Exercise goal:
Return the lines below that carry the word "looking".
►
PR #14912, opened 2023-03-10
jnp.argmin/max: correctly handle out argument

### LINKED ISSUE #14904: `argmax` and `argmin` doesn't raise when the argument `out` is used.
### Description

https://github.com/google/jax/blob/3fbe4e8230c60e40a1c54732d879438b9d39bd16/jax/_src/numpy/lax_numpy.py#L3401-L3410

`out` is never passed to `_argmax` where the error handling is actually implemented. I guess wrapped functions like `_argmax` shouldn't have default arguments.

Also, `keepdims` should be key word only.

jakevdp:
Fixes #14904

### DIFF
--- a/jax/_src/numpy/lax_numpy.py
+++ b/jax/_src/numpy/lax_numpy.py
@@ -3399,14 +3399,15 @@ def argwhere(a, *, size=None, fill_value=None):
 
 
 @util._wraps(np.argmax, skip_params=['out'])
-def argmax(a, axis: Optional[int] = None, out=None, keepdims=None):
-  return _argmax(a, None if axis is None else operator.index(axis), keepdims=bool(keepdims))
-
-@partial(jit, static_argnames=('axis', 'keepdims'), inline=True)
-def _argmax(a, axis: Optional[int] = None, out=None, keepdims=False):
+def argmax(a: ArrayLike, axis: Optional[int] = None, out=None, keepdims=None) -> Array:
   util._check_arraylike("argmax", a)
   if out is not None:
     raise NotImplementedError("The 'out' argument to jnp.argmax is not supported.")
+  return _argmax(asarray(a), None if axis is None else operator.index(axis),
+                 keepdims=bool(keepdims))
+
+@partial(jit, static_argnames=('axis', 'keepdims'), inline=True)
+def _argmax(a: Array, axis: Optional[int] = None, keepdims: bool = False) -> Array:
   if axis is None:
     dims = list(range(ndim(a)))
     a = ravel(a)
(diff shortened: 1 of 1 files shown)


hawkinsp (approved):

jax/_src/numpy/lax_numpy.py
```diff
@@ -3399,14 +3399,15 @@ def argwhere(a, *, size=None, fill_value=None):
 
 
 @util._wraps(np.argmax, skip_params=['out'])
-def argmax(a, axis: Optional[int] = None, out=None, keepdims=None):
-  return _argmax(a, None if axis is None else operator.index(axis), keepdims=bool(keepdims))
-
-@partial(jit, static_argnames=('axis', 'keepdims'), inline=True)
-def _argmax(a, axis: Optional[int] = None, out=None, keepdims=False):
+def argmax(a: ArrayLike, axis: Optional[int] = None, out=None, keepdims=None) -> Array:
```
soraros, line 3402: `keepdimes` should have been keyword only.

jax/_src/numpy/lax_numpy.py
```diff
@@ -3399,14 +3399,15 @@ def argwhere(a, *, size=None, fill_value=None):
...
   util._check_arraylike("argmax", a)
   if out is not None:
     raise NotImplementedError("The 'out' argument to jnp.argmax is not supported.")
+  return _argmax(asarray(a), None if axis is None else operator.index(axis),
+                 keepdims=bool(keepdims))
+
+@partial(jit, static_argnames=('axis', 'keepdims'), inline=True)
+def _argmax(a: Array, axis: Optional[int] = None, keepdims: bool = False) -> Array:
```
soraros, line 3410: Maybe we could drop the default arguments from the inner functions, WDYT?

jakevdp: Better would be to drop the inner functions entirely... they're mostly left-over from a time when the functions returned by `jit` didn't support keyword arguments.

soraros: They do have a benefit, for `partial` doesn't work well with static type-checkers.

jakevdp: Yeah, I'm of two minds on that. It's nice to write code that's compatible with static type checkers, but if we're forced to write code in a confusing/inefficient way to appease them, I'd lean towards not jumping through those hoops.

jakevdp: We may end up just making a `pyi` file for `jax.numpy` due to issues like this.

soraros: > We may end up just making a pyi file for jax.numpy due to issues like this.

That's actually great news. And all the overloads will have a place to go.

PR #14951, opened 2023-03-13
Correct multidimensional Rosenbrock function

packquickly:
Using `np.diff` will give a function with the same minimum as the Rosenbrock function but which may be easier to optimise. In particular, the Rosenbrock function should have the term $(x_{i + 1} - x_i^2)^2$ but using `np.diff` will give $(x_{i + 1} - x_i)^2$. Both have minima at $x = \mathbf{1}$.

### DIFF
--- a/tests/scipy_optimize_test.py
+++ b/tests/scipy_optimize_test.py
@@ -28,7 +28,7 @@ config.parse_flags_with_absl()
 
 def rosenbrock(np):
   def func(x):
-    return np.sum(100. * np.diff(x) ** 2 + (1. - x[:-1]) ** 2)
+    return np.sum(100. * (x[1:] - x[:-1]**2) ** 2 + (1. - x[:-1]) ** 2)
 
   return func
 


RaderJason:
I've gone ahead and filled out the CLA as an individual.

jakevdp (approved):
Looks good, thanks for catching this!

Let's make sure the tests still pass before we merge.

jakevdp:
It looks like the optimizer chokes on this in the complex test, which is basically minimizing over the 10-dimensional coupled rosenbrock function.

Perhaps we should use the un-coupled version instead? i.e. something like this:
```python
return np.sum(100. * (x[1:2] - x[::2]**2) ** 2 + (1. - x[::2]) ** 2)
```

RaderJason:
So, in the coupled case only (L)BFGS fails the test withe the coupled optimiser. Locally I went ahead and tried the uncoupled one:
```
return np.sum(100. * (x[::2]**2 - x[1::2]) ** 2 + (x[:-1] - 1) ** 2)   
```
and (L)BFGS still fails. It seems the problem lies with BFGS here. Unfortunately, I don't have time to track down the issue what the issue is with BFGS and why it's failing this test.

jakevdp:
I don't think the expression in your last comment is correct for the uncoupled function. You should use `x[::2]` instead of `x[:-1]`

RaderJason:
Ah! Indeed, thanks for catching that. Sadly, this leads to no change in the test outcome.

PR #14954, opened 2023-03-13
use Partial to make ravel_pytree unflatteners jit-friendly

mattjj:
Based on #13834

Before this change, the `unravel` functions produced by `ravel_pytree` were not `jit`-friendly, in that they could not be returned from `jit`-decorated functions or passed in as arguments without requiring recompilation, because they were opaque Python callables. But they don't need to be opaque! We can make them transparent using `util.HashablePartial`. (This PR moves `HashablePartial` into util.py, resolving a TODO.)

This change brings `ravel_pytree`-produced callables into line with other parts of the system, e.g. the callables returned by `jax.linearize` and `jax.vjp`, which are more flexible in how they can be used with `jit`.

### DIFF
--- a/jax/_src/flatten_util.py
+++ b/jax/_src/flatten_util.py
@@ -17,7 +17,7 @@ import warnings
 import numpy as np
 
 from jax._src.tree_util import tree_flatten, tree_unflatten
-from jax._src.util import safe_zip, unzip2
+from jax._src.util import safe_zip, unzip2, HashablePartial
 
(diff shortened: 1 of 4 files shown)


sharadmv (approved):

mattjj:
Relatedly I noticed that things like `jax.vjp` are using `Partial-of-partial` where they could be using `Partial-of-HashablePartial` to get more cache hits...

PR #15069, opened 2023-03-17
explicitly convert jnp.var scalar normalizer to float (from int)

### LINKED ISSUE #15068: jnp.mean and jnp.std crash on large arrays.
### Description

I have a large array of shape float32[16,32,1280,4096].  When I call jnp.std on this array, jit crashes and fails with the following error:  "Python int 2684354560 too large to convert to int32".

Clearly the implementation of jnp.std is dividing by the number of elements in the array, which in this case does not fit into a 32-bit integer.  

Target platform: pjit on TPU. 

v0.4.2

TPU

### Additional system info

_No response_

### NVIDIA GPU info

_No response_

mattjj:
This way we don't pass a potentially-large (Python builtin) int value to an int32 JAX computation parameter and get an error.

Fixes #15068

### DIFF
--- a/jax/_src/numpy/reductions.py
+++ b/jax/_src/numpy/reductions.py
@@ -433,8 +433,9 @@ def _var(a: ArrayLike, axis: Axis = None, dtype: DTypeLike = None,
   a = lax_internal.asarray(a).astype(computation_dtype)
   a_mean = mean(a, axis, dtype=computation_dtype, keepdims=True, where=where)
   centered = lax.sub(a, a_mean)
-  if dtypes.issubdtype(centered.dtype, np.complexfloating):
+  if dtypes.issubdtype(computation_dtype, np.complexfloating):
     centered = lax.real(lax.mul(centered, lax.conj(centered)))
+    computation_dtype = centered.dtype  # avoid casting to complex below.
   else:
     centered = lax.square(centered)
 
@@ -443,13 +444,13 @@ def _var(a: ArrayLike, axis: Axis = None, dtype: DTypeLike = None,
       normalizer = core.dimension_as_value(np.size(a))
     else:
       normalizer = core.dimension_as_value(_axis_size(a, axis))
+    normalizer = lax.convert_element_type(normalizer, computation_dtype)
   else:
-    normalizer = sum(_broadcast_to(where, np.shape(a)), axis, dtype=dtype, keepdims=keepdims)
-  normalizer = normalizer - ddof
-
-  result = sum(centered, axis, keepdims=keepdims, where=where)
-  result = lax.div(result, lax.convert_element_type(normalizer, result.dtype))
-  return lax.convert_element_type(result, dtype)
+    normalizer = sum(_broadcast_to(where, np.shape(a)), axis,
+                     dtype=computation_dtype, keepdims=keepdims)
+  normalizer = lax.sub(normalizer, lax.convert_element_type(ddof, computation_dtype))
+  result = sum(centered, axis, dtype=computation_dtype, keepdims=keepdims, where=where)
+  return lax.div(result, normalizer).astype(dtype)
 
 
 def _var_promote_types(a_dtype: DTypeLike, dtype: DTypeLike) -> Tuple[DType, DType]:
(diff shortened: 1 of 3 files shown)


jax/_src/numpy/reductions.py
```diff
@@ -443,11 +443,12 @@ def _var(a: ArrayLike, axis: Axis = None, dtype: DTypeLike = None,
...
     if axis is None:
-      normalizer = core.dimension_as_value(np.size(a))
+      normalizer = float(core.dimension_as_value(np.size(a)))
     else:
-      normalizer = core.dimension_as_value(_axis_size(a, axis))
+      normalizer = float(core.dimension_as_value(_axis_size(a, axis)))
   else:
-    normalizer = sum(_broadcast_to(where, np.shape(a)), axis, dtype=dtype, keepdims=keepdims)
+    normalizer = sum(_broadcast_to(where, np.shape(a)), axis, dtype=dtype,  # type: ignore
+                     keepdims=keepdims)
```
jakevdp, line 451: If you passed e.g. `where=True` in the new test case, it would fail. Should we worry about this? Maybe cast `where` to float before summing?

mattjj: What kind of failure do you have in mind? I don't think a large Python int can be created on this line.

jakevdp: `sum` here is `jnp.sum`, so it will return an `int32` which could wrap in the situations that this PR is concerned with. e.g.:
```python
In [2]: where = True
In [3]: jnp.sum(jnp.broadcast_to(where, (16, 32, 1280, 4096)))
Out[3]: Array(-1610612736, dtype=int32)
```

mattjj: Yes I agree it could wrap (though it depends on what `dtype` might be), I just wanted to clarify because it's a different issue than the one the PR is fixing (i.e. getting an overflow error when converting a large Python int to a JAX int32, leading to an exception).

I can add a fix for this overflow issue in this PR also if you'd like. It is actually worse than the original issue this PR is fixing, in that it'd be a silently incorrect answer, rather than an exception.

mattjj: Can `dtype` (the argument to `sum`) ever be an `int32` here? (I haven't tried but looking briefly at the promotion logic in `_var_promote_types` it seems like it might not be possible.)

jakevdp: Yeah, agreed the mechanism is different but I was pattern matching on "large arrays result in incorrect behavior". May as well fix both issues here?

mattjj: Yeah you're right, so long as we're looking at this and thinking about it. I'll try to hit the issue here but I'm not convinced it's possible given `dtype`; lmk if you have a reproducer (calling `jnp.var`).

jakevdp: Yeah, it looks like this isn't an issue for `var` because `dtype` is always set to a float value. But it does come up for `mean`:
```python

In [2]: jnp.mean(jnp.full((16, 32, 1280, 4096), 0.1, 'float32'), where=True)
Out[2]: Array(-0.16677855, dtype=float32)
```

jakevdp (approved):

jax/_src/numpy/reductions.py
mattjj: SGTM!

jax/_src/numpy/reductions.py
```diff
@@ -443,11 +443,12 @@ def _var(a: ArrayLike, axis: Axis = None, dtype: DTypeLike = None,
 
   if where is None:
     if axis is None:
-      normalizer = core.dimension_as_value(np.size(a))
+      normalizer = float(core.dimension_as_value(np.size(a)))
```
jakevdp, line 446: It looks like this is causing failures in the dynamic shapes tests because `float` requires a static input. A better option may be to cast this (dynamically) to the type of the output.

jakevdp: Resolved

jakevdp:
OK @mattjj – I pushed an update to your branch. I don't think I can request you as a reviewer because you originally opened the PR, but PTAL 😀

mattjj:
Thanks @jakevdp, you're the best.

PR #15079, opened 2023-03-18
separate register_pytree_node and register_pytree_with_keys tests

mattjj:
In #14710 we added tests for `register_pytree_with_keys` etc, but because those replaced some `register_pytree_node` tests (e.g. replacing `register_pytree_node(AnObject, ...)` with `register_pytree_with_keys(AnObject, ...)`), it meant we had less test coverage of the pre-existing `register_pytree_node` path.

The aim of this PR is to restore the `register_pytree_node` tests that existed before #14710, but also to keep all the new test coverage as well. The basic approach is just to:
1. put back `register_pytree_node(AnObject, ...)` as it was before #14710;
2. introduce the `AnObject2` trivial subclass and to apply `register_pytree_with_keys(AnObject2, ...)` to it;
3. include `AnObject2` in both pathful and non-pathful pytree tests.

### DIFF
--- a/tests/tree_util_test.py
+++ b/tests/tree_util_test.py
@@ -57,10 +57,15 @@ class AnObject:
   def __repr__(self):
     return f"AnObject({self.x},{self.y},{self.z})"
 
+tree_util.register_pytree_node(AnObject, lambda o: ((o.x, o.y), o.z),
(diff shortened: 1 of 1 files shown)


IvyZX (approved):
Thank you for adding this!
◄
Task solution:
mattjj: Can `dtype` (the argument to `sum`) ever be an `int32` here? (I haven't tried but looking briefly at the promotion logic in `_var_promote_types` it seems like it might not be possible.)
mattjj: Yeah you're right, so long as we're looking at this and thinking about it. I'll try to hit the issue here but I'm not convinced it's possible given `dtype`; lmk if you have a reproducer (calling `jnp.var`).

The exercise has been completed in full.